1. Thank you. We fixed the misprint.

2. Thank you. We rephrased this line. Please let us know, if it is more clear now.

3. No, the CRN converges globally superlinearly only for strongly star-convex functions, not for uniformly star-convex functions. On the other hand, the $p$-th order Basic Tensor method achieves global superlinear convergence for $\mu_q$-uniformly star-convex functions when $p \geq q-1$.

Dear Reviewer WM8N, We sincerely appreciate your comprehensive and insightful review of our paper and your recognition of the strengths of our work. Below, we try to address your questions and comments.

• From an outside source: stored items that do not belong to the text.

Issue #32477, opened 2024-04-30
[.NET 9]: Refactor and revise OpenAPI docs


captainsafia:
We're making some significant changes to the OpenAPI area in .NET 9. Namely:

- Adding built-in support for OpenAPI document generation
- Updating the web API templates to take advantage of the built-in support

As part of this, we'll want to refactor the docs on OpenAPI to reflect the state of the new universe. 

AFAICT, we reference OpenAPI in a few pages in the docs:

- [OpenAPI support in minimal APIs](https://learn.microsoft.com/en-us/aspnet/core/fundamentals/minimal-apis/openapi?view=aspnetcore-8.0)
- [Swagger/OpenAPI under controller-based APIs](https://learn.microsoft.com/en-us/aspnet/core/tutorials/web-api-help-pages-using-swagger?view=aspnetcore-8.0)
	- Includes "Getting started with NSwag" and "Getting started with Swashbuckle" sub-pages 
- [.NET OpenAPI tool reference](https://learn.microsoft.com/en-us/aspnet/core/web-api/microsoft.dotnet-openapi?view=aspnetcore-8.0)
- [Using OpenAPI with gRPC JSON transcoding](https://learn.microsoft.com/en-us/aspnet/core/grpc/json-transcoding-openapi?view=aspnetcore-8.0)
- [Getting started with Swashbuckle and ASP.NET Core sample](https://learn.microsoft.com/en-us/samples/dotnet/aspnetcore.docs/getstarted-swashbuckle-aspnetcore/?tabs=visual-studio)
-   [Generate a REST API client in a build](https://learn.microsoft.com/en-us/visualstudio/msbuild/tutorial-rest-api-client-msbuild?view=vs-2022)

As part of this work, I'm recommending a revised header structure for our OpenAPI-related docs.

- Controller-based APIs
	- OpenAPI 	
		- Overview
		- Getting started with Microsoft.AspNetCore.OpenApi
		- Getting started with Swashbuckle
		- Getting started with NSwag
		- Working with OpenAPI at build-time
- Minimal APIs
	- OpenAPI 	
		- Overview
		- Getting started with Microsoft.AspNetCore.OpenApi
		- Getting started with Swashbuckle
		- Getting started with NSwag
		- Working with OpenAPI at build-time

The content under each of these pages should be the same, which conditional headers that allows us to show controller and minimal API specific code when necessary.

[...]

PR #32576, opened 2024-05-14
Update Swashbuckle documentation

martincostello:
- Remove unsupported notice for .NET 8.
- Update package version numbers.
- Remove reference to resolved issue.

Resolves domaindrivendev/Swashbuckle.AspNetCore#2857.

See https://github.com/dotnet/AspNetCore.Docs/issues/32477#issuecomment-2099910191.

/cc @captainsafia

### DIFF
--- a/aspnetcore/tutorials/getting-started-with-swashbuckle.md
+++ b/aspnetcore/tutorials/getting-started-with-swashbuckle.md
@@ -5,17 +5,10 @@ description: Learn how to add Swashbuckle to your ASP.NET Core web API project t
 ms.author: scaddie
 monikerRange: '>= aspnetcore-3.1'
 ms.custom: mvc
-ms.date: 04/25/2024
+ms.date: 05/14/2024
 uid: tutorials/get-started-with-swashbuckle
 ---
 # Get started with Swashbuckle and ASP.NET Core
-
-:::moniker range=">= aspnetcore-8.0"
-
-> [!NOTE]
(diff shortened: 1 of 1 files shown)


captainsafia:
Looks good overall!

Do you mind also updating the references to Swashbuckle.AspNetCore versions elsewhere in the docs? I'm thinking specifically about 8.x samples that reference 6.5.x (see [here](https://grep.app/search?q=Swashbuckle.ASpNetCore&filter[repo][0]=dotnet/AspNetCore.Docs))?

martincostello:
Sure - I'll take a look - it didn't occur to me to look elsewhere in the docs 😄

martincostello:
@captainsafia I did a quick look, and most of the remaining references are all package versions in the samples. A lot of those depend on pre-release versions of .NET from when the content was originally authored, so I figured trying to update those too would snowball fast into a whole world of pain 😅

captainsafia (approved):

martincostello:
What we do in _our_ docs is different to what Microsoft do in _their_ docs - I just did the minimal change which is to bump them, rather than question why they specified a version in the first place.

Removing them entirely is a separate conversation.

captainsafia:
> Why even specify package version numbers in the docs? 

We manage docs for multiple versions of .NET in the Microsoft docs page. Providing specific package versions in each docs page allows us to maintain more high quality docs when package versions might differ across TFMs for example. This is especially important for communicating what version of Swashbuckle.AspNetCore works with .NET 8.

Weakness 1. Questions 1 and 2

The existing results about the convergence rate of second-order methods for strongly-convex functions primarily address the regime where $\varepsilon < \frac{\mu^3}{L_2^2}$, as seen in both the lower-bounds (Theorem 1, Arjevani et al. 2019) and upper-bounds (Formula 1.14, Song et al. 2021). For instance, in Formula 1.14 from Song et al. 2021, if $\varepsilon > \frac{\mu^3}{L_2^2}$, the term $\log( \log(\frac{\mu^3}{L_2^2 \varepsilon}))$ becomes undefined. This implies that the method from Song et al. 2021 is optimal for the setting of optimizing strongly convex functions with second-order methods when $\varepsilon < \frac{\mu^3}{L_2^2}$.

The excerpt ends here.